Stored data entries

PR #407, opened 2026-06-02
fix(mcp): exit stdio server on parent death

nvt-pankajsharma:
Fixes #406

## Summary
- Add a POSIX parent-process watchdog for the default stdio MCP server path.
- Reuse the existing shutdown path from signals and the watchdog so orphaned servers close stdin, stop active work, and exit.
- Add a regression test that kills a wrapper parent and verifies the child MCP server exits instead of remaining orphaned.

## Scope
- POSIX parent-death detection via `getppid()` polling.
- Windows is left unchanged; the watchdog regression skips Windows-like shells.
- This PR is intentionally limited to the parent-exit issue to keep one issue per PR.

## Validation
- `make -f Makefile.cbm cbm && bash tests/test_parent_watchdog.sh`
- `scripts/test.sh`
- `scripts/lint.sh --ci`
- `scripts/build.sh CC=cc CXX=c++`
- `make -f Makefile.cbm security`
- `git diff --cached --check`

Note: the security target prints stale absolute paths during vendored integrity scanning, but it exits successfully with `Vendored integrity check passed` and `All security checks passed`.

**WHAT IS EXPECTED**
Only lines holding the word "stdio" belong in the answer; copy all of them from the records.

**EXERCISE ANSWER**
fix(mcp): exit stdio server on parent death
- Add a POSIX parent-process watchdog for the default stdio MCP server path.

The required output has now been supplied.